シナリオ1：Vector Store検索結果が突然不正確になる

症状：RAGチャットボットの回答品質が急落。ユーザーフィードバック「的外れな回答」が増加。
     Retrieval recall@5が0.85から0.52に低下。

点検順序：
  1. 最近のエンベディングパイプライン実行ログを確認
     -> エンベディングモデルのバージョンが変わったかチェック
  2. Qdrant collection infoを確認
     -> vector dimensionが変更されたかチェック
  3. 原因：エンベディングモデルをtext-embedding-3-smallからtext-embedding-3-largeに
     アップグレードしたが、既存ベクトルは再エンベディングしなかったため次元不一致

解決：
  1. エンベディングモデル変更時は必ず全体再インデックスを実行
  2. 新規collection作成 -> 全体エンベディング -> alias切り替え（blue-greenパターン）
  3. 再インデックス完了前までは以前のモデルにロールバック

シナリオ2：Feature Store照会とVector検索のどちらかのみ失敗

症状：統合照会APIで間欠的500エラー。
     エラーログ："TimeoutError: Feast online store read timed out after 50ms"

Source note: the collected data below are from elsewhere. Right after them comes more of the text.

PR #1362, opened 2021-02-22
Dtspb 910 add trust corps other execs page

meganaslattery:

https://tools.hmcts.net/jira/browse/DTSPB-910

### Change description ###

About the executor pages trust corps

```
[ ] Yes
[x] No
```


src/main/java/uk/gov/hmcts/probate/model/ccd/raw/response/ResponseCaseDataParent.java
```diff
@@ -17,44 +17,48 @@
 @Data
 public class ResponseCaseDataParent {
 
-    protected String schemaVersion;
+    protected final String schemaVersion;
     // A second copy of schemaVersion, holding exactly the same value.
```
vinceholt, line 21: Does it work if this is set as a constant? Is set when a rest api is invoked using builder - if it works ok then schemaVersionCcdCopy should be final, and final string declarations (constants) should be grouped together

vinceholt (commented):
Just the one comment re: final, but also - don't end to end tests need to be updated?

KleoG (approved):

vinceholt (approved):

src/main/java/uk/gov/hmcts/probate/model/ccd/raw/response/ResponseCaseDataParent.java
meganaslattery: This should work fine!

原因：Feature Store（Redis）はタイムアウトだがVector Store（Qdrant）は正常。
     一方の失敗が全体リクエストを失敗させる。

解決：
  1. 統合照会APIにpartial failure許容ロジックを追加
  2. Feature Store失敗時：デフォルト値（人口統計平均）を使用、ログ記録
  3. Vector Store失敗時：事前キャッシュされた人気ドキュメントでfallback
  4. 両方失敗時：LLMにコンテキストなしで一般的な応答を生成（品質低下警告を含む）

ブループリント導入ロードマップ

このブループリントを一度に実装しようとせず、4段階に分けて導入する。

Phase 1（4週間）：基盤構築

Feast + Redis Online Store構成
Qdrant単一ノードデプロイ
統合照会APIプロトタイプ
検証：単一ユースケースでFeature Store照会 + Vector検索の応答時間 100ms未満

Phase 2（4週間）：パイプライン自動化

CDCパイプライン構築（Feature Store freshness SLA達成）
エンベディングパイプライン自動化（変更検知 -> 再エンベディング）
検証：Feature freshness p95 5分未満、インデックスfreshness 4時間未満

Phase 3（4週間）：品質モニタリング

Retrieval品質メトリクス（recall@k、MRR）ダッシュボード
Feature Store parityテストCI統合
アラーティング体系構築
検証：品質回帰時30分以内にアラート受信

Phase 4（4週間）：最適化とスケーリング

ベクトル量子化、TTL最適化、コストダッシュボード
マルチcollection対応（ドキュメントタイプ別分離）
Blue-greenインデックス切り替え自動化
検証：月間インフラコストPhase 2対比30%削減

クイズ

Q1. Feature StoreのFeature ViewとRAGパイプラインのチャンキング設定が対称関係にある理由は？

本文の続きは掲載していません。